Task requirements: Each entry must be reproduced precisely as it stands.

Source records:
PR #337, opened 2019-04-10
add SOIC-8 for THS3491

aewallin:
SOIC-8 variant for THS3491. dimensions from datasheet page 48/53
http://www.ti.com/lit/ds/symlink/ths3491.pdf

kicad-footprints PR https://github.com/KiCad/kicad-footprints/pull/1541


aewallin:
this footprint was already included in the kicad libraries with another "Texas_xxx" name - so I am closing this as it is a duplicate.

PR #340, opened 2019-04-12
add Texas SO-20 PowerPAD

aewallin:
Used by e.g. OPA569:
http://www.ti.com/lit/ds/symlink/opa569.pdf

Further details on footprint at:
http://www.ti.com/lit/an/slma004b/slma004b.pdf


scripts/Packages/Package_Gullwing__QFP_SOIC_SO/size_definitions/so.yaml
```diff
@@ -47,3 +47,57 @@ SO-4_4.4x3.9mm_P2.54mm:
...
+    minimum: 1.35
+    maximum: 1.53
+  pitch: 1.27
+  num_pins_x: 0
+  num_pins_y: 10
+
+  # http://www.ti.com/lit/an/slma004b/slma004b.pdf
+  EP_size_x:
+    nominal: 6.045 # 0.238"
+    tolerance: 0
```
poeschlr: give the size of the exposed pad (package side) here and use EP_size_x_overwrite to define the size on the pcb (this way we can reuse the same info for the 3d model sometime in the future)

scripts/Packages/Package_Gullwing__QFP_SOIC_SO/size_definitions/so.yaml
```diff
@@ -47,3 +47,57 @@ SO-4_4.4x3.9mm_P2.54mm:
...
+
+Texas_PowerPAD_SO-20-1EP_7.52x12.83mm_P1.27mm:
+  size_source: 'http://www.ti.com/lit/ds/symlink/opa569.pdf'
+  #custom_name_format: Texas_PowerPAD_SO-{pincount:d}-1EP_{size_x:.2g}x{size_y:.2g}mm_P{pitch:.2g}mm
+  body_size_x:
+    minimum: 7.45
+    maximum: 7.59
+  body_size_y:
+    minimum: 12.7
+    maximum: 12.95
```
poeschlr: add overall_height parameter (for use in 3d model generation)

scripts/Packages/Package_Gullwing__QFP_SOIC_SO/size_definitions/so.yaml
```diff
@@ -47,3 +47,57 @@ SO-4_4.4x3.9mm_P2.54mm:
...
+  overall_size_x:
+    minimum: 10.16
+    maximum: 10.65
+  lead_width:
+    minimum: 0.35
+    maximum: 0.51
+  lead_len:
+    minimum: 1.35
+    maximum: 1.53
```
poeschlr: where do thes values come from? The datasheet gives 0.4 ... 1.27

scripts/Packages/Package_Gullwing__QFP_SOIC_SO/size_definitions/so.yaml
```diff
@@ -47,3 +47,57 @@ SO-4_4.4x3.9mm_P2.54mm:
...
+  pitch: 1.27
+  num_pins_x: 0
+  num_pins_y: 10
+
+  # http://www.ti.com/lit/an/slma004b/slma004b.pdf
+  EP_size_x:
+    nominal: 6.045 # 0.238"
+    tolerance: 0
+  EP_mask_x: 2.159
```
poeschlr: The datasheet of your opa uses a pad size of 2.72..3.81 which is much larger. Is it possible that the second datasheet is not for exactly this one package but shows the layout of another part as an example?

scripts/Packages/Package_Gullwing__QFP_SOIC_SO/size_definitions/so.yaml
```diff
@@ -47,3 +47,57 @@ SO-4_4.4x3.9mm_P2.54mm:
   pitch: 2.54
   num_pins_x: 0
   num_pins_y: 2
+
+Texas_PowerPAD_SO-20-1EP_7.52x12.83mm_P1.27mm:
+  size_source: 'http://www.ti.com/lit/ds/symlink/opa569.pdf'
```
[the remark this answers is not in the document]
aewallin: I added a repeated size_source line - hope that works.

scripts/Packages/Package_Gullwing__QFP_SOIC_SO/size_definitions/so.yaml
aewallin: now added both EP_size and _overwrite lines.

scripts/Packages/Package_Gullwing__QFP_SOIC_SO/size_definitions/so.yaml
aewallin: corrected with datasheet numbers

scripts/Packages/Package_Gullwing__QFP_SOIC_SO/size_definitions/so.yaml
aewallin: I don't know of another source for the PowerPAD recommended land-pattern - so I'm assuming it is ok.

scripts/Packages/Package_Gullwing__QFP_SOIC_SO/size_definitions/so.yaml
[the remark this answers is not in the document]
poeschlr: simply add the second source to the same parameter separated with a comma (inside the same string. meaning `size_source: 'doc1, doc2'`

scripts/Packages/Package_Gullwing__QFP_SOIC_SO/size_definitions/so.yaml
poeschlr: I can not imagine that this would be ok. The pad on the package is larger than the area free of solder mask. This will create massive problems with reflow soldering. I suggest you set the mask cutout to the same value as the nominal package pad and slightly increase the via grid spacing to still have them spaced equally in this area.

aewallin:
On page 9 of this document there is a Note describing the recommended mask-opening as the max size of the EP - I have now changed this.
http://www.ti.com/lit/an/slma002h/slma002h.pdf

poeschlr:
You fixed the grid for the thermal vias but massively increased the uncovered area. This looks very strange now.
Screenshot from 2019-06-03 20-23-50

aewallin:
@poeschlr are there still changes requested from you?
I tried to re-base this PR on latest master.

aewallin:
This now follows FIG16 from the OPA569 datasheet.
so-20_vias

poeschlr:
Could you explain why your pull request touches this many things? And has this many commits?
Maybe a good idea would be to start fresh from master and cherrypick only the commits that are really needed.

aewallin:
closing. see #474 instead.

Finished task:
PR #337, opened 2019-04-10
add SOIC-8 for THS3491

aewallin:
SOIC-8 variant for THS3491. dimensions from datasheet page 48/53
http://www.ti.com/lit/ds/symlink/ths3491.pdf

kicad-footprints PR https://github.com/KiCad/kicad-footprints/pull/1541


aewallin:
this footprint was already included in the kicad libraries with another "Texas_xxx" name - so I am closing this as it is a duplicate.

PR #340, opened 2019-04-12
add Texas SO-20 PowerPAD

aewallin:
Used by e.g. OPA569:
http://www.ti.com/lit/ds/symlink/opa569.pdf

Further details on footprint at:
http://www.ti.com/lit/an/slma004b/slma004b.pdf


scripts/Packages/Package_Gullwing__QFP_SOIC_SO/size_definitions/so.yaml
```diff
@@ -47,3 +47,57 @@ SO-4_4.4x3.9mm_P2.54mm:
...
+    minimum: 1.35
+    maximum: 1.53
+  pitch: 1.27
+  num_pins_x: 0
+  num_pins_y: 10
+
+  # http://www.ti.com/lit/an/slma004b/slma004b.pdf
+  EP_size_x:
+    nominal: 6.045 # 0.238"
+    tolerance: 0
```
poeschlr: give the size of the exposed pad (package side) here and use EP_size_x_overwrite to define the size on the pcb (this way we can reuse the same info for the 3d model sometime in the future)

scripts/Packages/Package_Gullwing__QFP_SOIC_SO/size_definitions/so.yaml
```diff
@@ -47,3 +47,57 @@ SO-4_4.4x3.9mm_P2.54mm:
...
+
+Texas_PowerPAD_SO-20-1EP_7.52x12.83mm_P1.27mm:
+  size_source: 'http://www.ti.com/lit/ds/symlink/opa569.pdf'
+  #custom_name_format: Texas_PowerPAD_SO-{pincount:d}-1EP_{size_x:.2g}x{size_y:.2g}mm_P{pitch:.2g}mm
+  body_size_x:
+    minimum: 7.45
+    maximum: 7.59
+  body_size_y:
+    minimum: 12.7
+    maximum: 12.95
```
poeschlr: add overall_height parameter (for use in 3d model generation)

scripts/Packages/Package_Gullwing__QFP_SOIC_SO/size_definitions/so.yaml
```diff
@@ -47,3 +47,57 @@ SO-4_4.4x3.9mm_P2.54mm:
...
+  overall_size_x:
+    minimum: 10.16
+    maximum: 10.65
+  lead_width:
+    minimum: 0.35
+    maximum: 0.51
+  lead_len:
+    minimum: 1.35
+    maximum: 1.53
```
poeschlr: where do thes values come from? The datasheet gives 0.4 ... 1.27

scripts/Packages/Package_Gullwing__QFP_SOIC_SO/size_definitions/so.yaml
```diff
@@ -47,3 +47,57 @@ SO-4_4.4x3.9mm_P2.54mm:
...
+  pitch: 1.27
+  num_pins_x: 0
+  num_pins_y: 10
+
+  # http://www.ti.com/lit/an/slma004b/slma004b.pdf
+  EP_size_x:
+    nominal: 6.045 # 0.238"
+    tolerance: 0
+  EP_mask_x: 2.159
```
poeschlr: The datasheet of your opa uses a pad size of 2.72..3.81 which is much larger. Is it possible that the second datasheet is not for exactly this one package but shows the layout of another part as an example?

scripts/Packages/Package_Gullwing__QFP_SOIC_SO/size_definitions/so.yaml
```diff
@@ -47,3 +47,57 @@ SO-4_4.4x3.9mm_P2.54mm:
   pitch: 2.54
   num_pins_x: 0
   num_pins_y: 2
+
+Texas_PowerPAD_SO-20-1EP_7.52x12.83mm_P1.27mm:
+  size_source: 'http://www.ti.com/lit/ds/symlink/opa569.pdf'
```
[the remark this answers is not in the document]
aewallin: I added a repeated size_source line - hope that works.

scripts/Packages/Package_Gullwing__QFP_SOIC_SO/size_definitions/so.yaml
aewallin: now added both EP_size and _overwrite lines.

scripts/Packages/Package_Gullwing__QFP_SOIC_SO/size_definitions/so.yaml
aewallin: corrected with datasheet numbers

scripts/Packages/Package_Gullwing__QFP_SOIC_SO/size_definitions/so.yaml
aewallin: I don't know of another source for the PowerPAD recommended land-pattern - so I'm assuming it is ok.

scripts/Packages/Package_Gullwing__QFP_SOIC_SO/size_definitions/so.yaml
[the remark this answers is not in the document]
poeschlr: simply add the second source to the same parameter separated with a comma (inside the same string. meaning `size_source: 'doc1, doc2'`

scripts/Packages/Package_Gullwing__QFP_SOIC_SO/size_definitions/so.yaml
poeschlr: I can not imagine that this would be ok. The pad on the package is larger than the area free of solder mask. This will create massive problems with reflow soldering. I suggest you set the mask cutout to the same value as the nominal package pad and slightly increase the via grid spacing to still have them spaced equally in this area.

aewallin:
On page 9 of this document there is a Note describing the recommended mask-opening as the max size of the EP - I have now changed this.
http://www.ti.com/lit/an/slma002h/slma002h.pdf

poeschlr:
You fixed the grid for the thermal vias but massively increased the uncovered area. This looks very strange now.
Screenshot from 2019-06-03 20-23-50

aewallin:
@poeschlr are there still changes requested from you?
I tried to re-base this PR on latest master.

aewallin:
This now follows FIG16 from the OPA569 datasheet.
so-20_vias

poeschlr:
Could you explain why your pull request touches this many things? And has this many commits?
Maybe a good idea would be to start fresh from master and cherrypick only the commits that are really needed.

aewallin:
closing. see #474 instead.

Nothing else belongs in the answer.